Hospital de Milão testa Alter-Ego: robô humanoide que conversa com pacientes, registra dor e alivia tarefas de equipes de saúde
Humanoide de 1,2 m interage com pacientes com ELA, envia dados à enfermagem e passará de controle remoto para operação autônoma a partir de julho
Um robô humanoide chamado Alter-Ego está sendo testado no hospital Maugeri, em Milão, com a proposta de conversar com pacientes, monitorar sintomas básicos e executar tarefas simples para reduzir a carga de trabalho das equipes de saúde. O protótipo de 1,2 metro foi desenvolvido em parceria entre o Instituto Italiano de Tecnologia e a Universidade de Pisa.
Como o Alter-Ego funciona
No formato atual, o robô é controlado por um operador remoto, mas a previsão é que passe a operar de forma autônoma a partir de julho. Entre suas funções estão conversar com pacientes, registrar o nível de dor exibindo uma escala em uma tela no peito, levar objetos como uma garrafa de água e acompanhar pacientes até salas de tratamento. As informações recolhidas são imediatamente encaminhadas à equipe de enfermagem do setor.
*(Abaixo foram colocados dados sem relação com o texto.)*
PR #2981, opened 2015-05-05
Add missing class to product wrapper 

marcos-paiva:
This commit inserts the class 'product-layout' for the following files:

* bestseller.tpl
* latest.tpl
* special.tpl

This prevents such problems when these modules are placed in the left and right columns.

### DIFF
--- a/upload/catalog/view/javascript/common.js
+++ b/upload/catalog/view/javascript/common.js
@@ -27,8 +27,10 @@ $(document).ready(function() {
 	cols1 = $('#column-right, #column-left').length;
 	
 	if (cols1 == 2) {
+		$('#content .product-layout').removeClass('col-lg-3 col-md-3');
 		$('#content .product-layout:nth-child(2n+2)').after('<div class="clearfix visible-md visible-sm"></div>');
 	} else if (cols1 == 1) {
+		$('#content .product-layout').addClass('col-sm-4').removeClass('col-sm-6 col-md-3 col-lg-3');
 		$('#content .product-layout:nth-child(3n+3)').after('<div class="clearfix visible-lg"></div>');
 	} else {
 		$('#content .product-layout:nth-child(4n+4)').after('<div class="clearfix"></div>');
--- a/upload/catalog/view/theme/default/template/module/bestseller.tpl
+++ b/upload/catalog/view/theme/default/template/module/bestseller.tpl
@@ -1,7 +1,7 @@
 <h3><?php echo $heading_title; ?></h3>
 <div class="row">
   <?php foreach ($products as $product) { ?>
-  <div class="col-lg-3 col-md-3 col-sm-6 col-xs-12">
+  <div class="product-layout col-lg-3 col-md-3 col-sm-6 col-xs-12">
     <div class="product-thumb transition">
       <div class="image"><a href="<?php echo $product['href']; ?>"><img src="<?php echo $product['thumb']; ?>" alt="<?php echo $product['name']; ?>" title="<?php echo $product['name']; ?>" class="img-responsive" /></a></div>
       <div class="caption">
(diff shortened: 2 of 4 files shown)


marcos-paiva:
When the left and right columns are enabled in layout, product list is squeezed, always showing 4 columns.

This commit solves this problem as follows:

* When there are two columns entitled, products items are arranged in two columns from the screens "small".
* When there is an enabled column will show three columns of product items.
* Only when there is no enabled column, we will be showing the default setting in this .tpl files

_The default setting item count continues in this way, even if the product items have different heights the layout appears not broken._

Thus, the default theme becomes more modular to different types of use that can have.

QualityWorks:
is there also an easy fix to show only 1 with when these modules are set in the left or right column? it now will also show 4 squeezed columns instead of only 1 (or perhaps your fix fixes that too?)

marcos-paiva:
Hey @QualityWorks.

The first commit that proposed fixes this problem. Always Products blocks are arranged one by one, _UNsqueezed_

With both the standard template works very versatile way.

veksen:
This shouldn't be dealt with with JS.

marcos-paiva:
Hey @veksen. Yes, you are correct: It's not the best way to treat this problem.

However, it is the best way now: :neckbeard:

In a perfect world, this information could be handled in a controller, but that's what we have today: People using the default theme will **have trouble customize their modules in columns**.

We think we can work together in a more efficient solution to this problem?

veksen:
I wholeheartly disagree. If a layout issue can be resolved with CSS alone, you fix it with CSS, not with JS.

Furthermore, this whole piece of JS should be taken out from the current code:

	// Adding the clear Fix
	cols1 = $('#column-right, #column-left').length;
	
	if (cols1 == 2) {
		$('#content .product-layout').removeClass('col-lg-3 col-md-3');
		$('#content .product-layout:nth-child(2n+2)').after('<div class="clearfix visible-md visible-sm"></div>');
	} else if (cols1 == 1) {
		$('#content .product-layout').addClass('col-sm-4').removeClass('col-sm-6 col-md-3 col-lg-3');
		$('#content .product-layout:nth-child(3n+3)').after('<div class="clearfix visible-lg"></div>');
	} else {
		$('#content .product-layout:nth-child(4n+4)').after('<div class="clearfix"></div>');
	}

Then, the columns should be handled on the controller (bestseller.php), somewhat like this:

    $route = isset($_GET['route']) ? $_GET['route'] : 'common/home';
    $route = $this->model_design_layout->getLayout($route);

    $data['column_left_active'] = count($this->model_design_layout->getLayoutModules($route, 'column_left'));
    $data['column_right_active'] = count($this->model_design_layout->getLayoutModules($route, 'column_right'));

bestseller.tpl:

    <?php if ((isset($column_left_active) && $column_left_active) && (isset($column_right_active) && $column_right_active)) { ?>
    <div class="col-lg-6 col-md-6 col-sm-12 col-xs-12">
    <?php } elseif ((isset($column_left_active) && $column_left_active) || (isset($column_right_active) && $column_right_active)) { ?>
    <div class="col-lg-4 col-md-4 col-sm-6 col-xs-12">
    <?php } else { ?>
    <div class="col-lg-3 col-md-4 col-sm-6 col-xs-12">
    <?php } ?>

default\stylesheet\stylesheet.css:

    /* fixed product layouts used in left and right columns */
    #column-left > .row > [class^='col-'],
    #column-left > .row > [class*=' col-'],
    #column-right > .row > [class^='col-'],
    #column-right > .row > [class*=' col-'] {
        width: 100%;
    }

This is how we fixed it for our clients (via VQMOD), I'm sure a more flexible approach could be used (the $column_left_active/$column_right_active should be accessible to any view, imo).

danielkerr:
this was added a while ago. if you guys still think there can be improvements using css then please post another commit.

PR #2990, opened 2015-05-06
Extension of config, request and session

rkgrep:
1. Implement a Bag class which provides useful methods for internal data handling.
2. Extend Config from Bag to avoid duplicate code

Em interações registradas no hospital, o robô cumprimenta pacientes e faz perguntas simples. Um paciente que usa cadeira de rodas interage com o Alter-Ego por meio da tela e ouve saudações como ‘Olá, Dani. Como você está? Precisa de alguma coisa?’. Segundo os pesquisadores, a linguagem e o design foram pensados para despertar curiosidade e gerar conforto no ambiente clínico.
Testes com pacientes com ELA
O ensaio clínico começou em abril no departamento especializado no atendimento de pessoas com esclerose lateral amiotrófica, doença neurodegenerativa que exige monitoramento contínuo. Christian Lunetta, diretor do departamento de reabilitação neuromotora do Maugeri, contou que havia receio inicial sobre a reação dos pacientes, mas que eles ficaram bastante satisfeitos com o robô.
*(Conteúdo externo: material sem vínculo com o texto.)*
PR #2995, opened 2015-05-08
Fixed security issue on log filename

mrnfrancesco:
I found a security issue on the setting controller that make you able to read and delete every file.
Admin panel access is a requirement so it is not so dangerous, but for just 2 line of code I think it's better to fix it.

### DIFF
--- a/upload/admin/controller/setting/setting.php
+++ b/upload/admin/controller/setting/setting.php
@@ -1404,9 +1404,11 @@ class ControllerSettingSetting extends Controller {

Para a equipe, o Alter-Ego pode assumir tarefas repetitivas que ocupam tempo dos profissionais, liberando-os para atividades que valorizem mais a relação humana com os pacientes. Manuel Catalano, do Instituto Italiano de Tecnologia, afirmou que o objetivo do experimento é definir os limites do que um robô pode ou deve fazer em um hospital.
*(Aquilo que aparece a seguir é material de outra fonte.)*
PR #2998, opened 2015-05-09
Full path disclosure due to Undefined index

mrnfrancesco:
In admin panel, if you are not logged in, and generate a `404 Not Found` error with something like `<youdomain>/admin/index.php?route=common/login/XXX` an `Undefined index` warning will appears leading to `Full Path Disclosure` issue.

### DIFF
--- a/upload/admin/controller/common/login.php
+++ b/upload/admin/controller/common/login.php
@@ -101,19 +101,7 @@ class ControllerCommonLogin extends Controller {
 	}
 
 	public function check() {
-		$route = '';
-
-		if (isset($this->request->get['route'])) {
-			$part = explode('/', $this->request->get['route']);
-
-			if (isset($part[0])) {
-				$route .= $part[0];
-			}
-
-			if (isset($part[1])) {
-				$route .= '/' . $part[1];
-			}
-		}
+		$route = isset($this->request->get['route']) ? $this->request->get['route'] : '';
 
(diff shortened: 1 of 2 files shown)


Milow:
I don't see how this can happen, and I can't reproduce.

Line 158 of admin/index.php:
`$controller->addPreAction(new Action('common/login/check'));`

Which is going run the check function on line 103 of admin/controller/common/login.php. It's going to fail the check at line 124 because you are not logged-in and the route is not ignored, so now we are sent to the login page. There is no way to hit the error/not_found.php file if you are not logged in.

Please advise me if I am wrong, but like I said, I cannot reproduce this issue.

mrnfrancesco:
2015-05-09-193820_1365x435_scrot

As you can see in the image above I see the warning coming from `error/not_found.php`.

I debugged opencart and I think the problem is I'm asking for a page that does not require login (`route=common/login`), so OC start searching for a method named `XXX` and hit the `error/not_found.php`.

Does it make sense?
*(It is possible that you cannot reproduce this issue if you have a well configured server that does not print warnings/errors)*

mrnfrancesco:
You're right, it is a better solution. I'll update my pull request in minutes.

Milow:
Didn't think about the simple solution - nice.

jamesallsup:
Perfect, thanks.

Limites, segurança e preocupações
Embora reconheçam a utilidade do humanoide, os médicos afirmam que não há intenção de delegar a ele atividades críticas, como a administração de medicamentos. A neurologista Rachele Piras destacou que, apesar da capacidade aparente, o robô não substituirá decisões clínicas e continuará sob supervisão humana durante a fase de testes.
Outro ponto observado é que pacientes às vezes se sentem mais à vontade para pedir algo a um robô do que a um cuidador, o que pode reduzir contatos diretos e aliviar demandas operacionais. Ainda assim, especialistas defendem testes prolongados para avaliar segurança, confiabilidade e aceitação sociocultural.
Possíveis usos futuros
Além do uso hospitalar, os desenvolvedores planejam adaptar o Alter-Ego para auxiliar pacientes e cuidadores em residências, levando automonitoramento e companhia em ambientes domiciliares. A evolução para autonomia total dependerá de mais treinamento em inteligência artificial e de avaliações sobre riscos e benefícios em cenários reais de cuidado.
O experimento em Milão é um exemplo da atenção crescente à integração entre robótica e saúde, que busca reduzir tarefas repetitivas, melhorar a coleta de dados e, ao mesmo tempo, preservar o papel central dos profissionais de saúde nas decisões clínicas e no vínculo com o paciente.